**The data**
PR #558, opened 2023-02-23
Remove `Experimental` attribute from `fitContent` style prop binding

ArtemyB:
Seems like the corresponding `fit-content` CSS property value is already stable: https://developer.mozilla.org/en-US/docs/Web/CSS/fit-content#browser_compatibility


Zaid-Ajaj:
Thanks @ArtemyB for the contribution 🙏 merged and published as of Feliz v2.4.1 🚀

PR #560, opened 2023-02-23
Template Router not working

lukaszkrzywizna:
If I understand the concept of `Feliz.Router` correctly, it should be used as a root of an `App`. Currently, changing the URL gives no result.

### DIFF
--- a/Feliz.Template/Content/src/Main.fs
+++ b/Feliz.Template/Content/src/Main.fs
@@ -5,4 +5,4 @@ open App
 open Browser.Dom
 
 let root = ReactDOM.createRoot(document.getElementById "feliz-app")
-root.render(Components.Counter())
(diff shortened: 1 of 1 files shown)


Zaid-Ajaj:
Hi @lukaszkrzywizna Feliz.Template is just that, a template where config is setup and the rest is up to you. I start with `Counter()` component because everyone knows and if they want to switch to another component, it is up to them.

> Currently, changing the URL gives no result.

That is expected, the root component doesn't implement routing.

lukaszkrzywizna:
Frankly, it's a little bit surprising. The template contains a few components, and the last is the sum of all previous ones enhanced with the routing feature.  I would expect that all features are accessible at the beginning. But I get your point of view of course. 👌

PR #563, opened 2023-03-03
Set displayName for ReactMemoComponent

### LINKED ISSUE #561: ReactMemoComponent attribute and displayName
Currently, using `ReactComponent` causes generating component with `displayName` set to component's name (JS function name):
image
However, this is not the case for `ReactMemoComponent`
image

Regarding https://julesblom.com/writing/component-displayname Feliz would have to:
- Use named function declaration as a memo's parameter 
or
- Set `displayName` manually.

Is this something possible to implement?

lucassouza1:
Fixes #561 

image


Zaid-Ajaj:
Thanks a lot @lucassouza1 for the fix! I've merged and published this as of Feliz.CompilerPlugins v2.1.0 🚀 which is now included as of Feliz v2.5.0

PR #568, opened 2023-03-20
let the doc comment for imported render correctly

dawedawe:
This let's doc comment about the attribute render correctly.
image


Zaid-Ajaj:
Thanks @dawedawe merged and published as part of Feliz v2.6.0 🚀

PR #580, opened 2023-09-04
ReactListComponent POC

lukaszkrzywizna:
POC for #581


Freymaurer:
Hello! My guess is this PR was intented as another solution for static vs dynamic children? Or as an alternative to React.fragement?

As we will go forward using jsx syntax, this should become obsolete. I will close this PR for now.

If you think there is still merit in this PR, feel free to contact me and we can decide on how to move forward.

PR #583, opened 2023-09-24
Addition of Scatter chart

mrtz-j:
This PR adds the ReCharts.ScatterChart and an entry into the live-samples based on a translation of the original documentation. 

In addition I also added some of the missing props for `XAxis`, `YAxis` and `scatter` from the Recharts API page.


Zaid-Ajaj:
Thank you @mrtz-j merged and published as of v4.2.0 🎉

Issue #584, opened 2023-09-30
CSS overflow-anchor property


pw242:
I can't find the CSS overflow-anchor property anywhere.
https://www.w3schools.com/cssref/css_pr_overflow-anchor.php

MangelMaxime:
Hello @pw242,

It indeed seems to be missing.

Would you like to try send a PR?

I believe you should be able to use `textOverflow` as a reference: https://github.com/Zaid-Ajaj/Feliz/blob/1b7298ebd6ec3a7d5eb1eb7b3aa71da7ae2520f9/Feliz/Styles.fs#L3640-L3650

PR #585, opened 2023-09-30
Implement overflow-anchor style property.

pw242:
#584 First attempt at pull request as suggested.


Zaid-Ajaj:
Thank you @pw242 merged and published as of Feliz v2.7.0 🎉

PR #587, opened 2023-10-20
Making UseElmish's dispatch function stable.

### LINKED ISSUE #588: Making UseElmish's dispatch function stable
Hi @Zaid-Ajaj! 
During running my application I've encountered a problem with `React.UseElmish`. When a component using `React.memo` with custom equals function (omitting functions), the dispatch provided from `UseElmish` simply doesn't work. The issue is caused by replacing the `initialDispatch` function with a real one, provided by `Elmish's` program. We can simply fix this by making dispatch stable - hook would always reuse `initialDispatch` but would check its logic when the Program's dispatch is provided. The code below provided the discussed scenario:

```fsharp
type Model = {
  Counter: int
}

type Msg =
  | Increase

let init () = { Counter = 0 }, Cmd.none
let update msg model =
  match msg with
  | Increase -> { model with Counter = model.Counter + 1 }, Cmd.none

let MButton =
  React.memo((fun (props: {| counter: int; dispatch: Msg -> unit |}) ->
    Html.button [
      prop.text $"Counter: {props.counter}"
      prop.onClick (fun _ -> props.dispatch Increase)
    ]),
    areEqual = Fable.React.Helpers.equalsButFunctions // this will force to use initial dispatch function
  )

let App() =
  let state, dispatch = React.useElmish(init, update, [||])
  MButton {|
    counter = state.Counter
    dispatch = dispatch
  |}

```

Note: I did not provided any test for it. I have a problem with running `Feliz` project and tests. Do you have any manual how to run it?

lukaszkrzywizna:
Resolves #588


MangelMaxime:
Hello @lukaszkrzywizna,

Thanks for the PR

Did you test if your changes support HMR? I am asking because this is something important to keep supporting.

lukaszkrzywizna:
I've tested it using the `Vite` + `React Fast Refresh` plugin. I've checked if during updating components:
- the state persist
- `Vite` doesn't notify about `HMR` problems. 

Is that it? Should I check something else?

MangelMaxime:
> * the state persist

If the state persist and the application is not broken then that's good enough in general.

> * `Vite` doesn't notify about `HMR` problems.

I believe in the browser console you have a log. But in general, if you don't have a full refresh of the page it means that HMR happened.

lukaszkrzywizna:
@Zaid-Ajaj Did you have a change to look at this?

Zaid-Ajaj:
@lukaszkrzywizna the changes look reasonable, I haven't had the chance to actually try them on a project though and the problem is I believe we have done this _fix_ already a few times and every time something changes in tooling like vite or fast refresh and we need another fix. 

If you say this works with latest tooling, we can get this merged and publish a package ✅ if we hear it breaks things we can revert. Hard to unit test things like this 😓

Zaid-Ajaj:
Thanks @lukaszkrzywizna for the PR 🙏 ❤️ merged and published as of Feliz.UseElmish v2.5.0 🚀

lukaszkrzywizna:
> If you say this works with latest tooling, we can get this merged and publish a package ✅ if we hear it breaks things we can revert. Hard to unit test things like this 😓

Sorry for the late response. I've been using it in a production for about 3 weeks. No problems so far 🤞 

> Thanks @lukaszkrzywizna for the PR 🙏 ❤️ merged and published as of Feliz.UseElmish v2.5.0 🚀

Thank you for merging it! I'm glad I could add something to this awesome library 😄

**What is expected**
The word to look for is "https"; copy out every line of the entries that holds it.

**Response**
Seems like the corresponding `fit-content` CSS property value is already stable: https://developer.mozilla.org/en-US/docs/Web/CSS/fit-content#browser_compatibility
Regarding https://julesblom.com/writing/component-displayname Feliz would have to:
https://www.w3schools.com/cssref/css_pr_overflow-anchor.php
I believe you should be able to use `textOverflow` as a reference: https://github.com/Zaid-Ajaj/Feliz/blob/1b7298ebd6ec3a7d5eb1eb7b3aa71da7ae2520f9/Feliz/Styles.fs#L3640-L3650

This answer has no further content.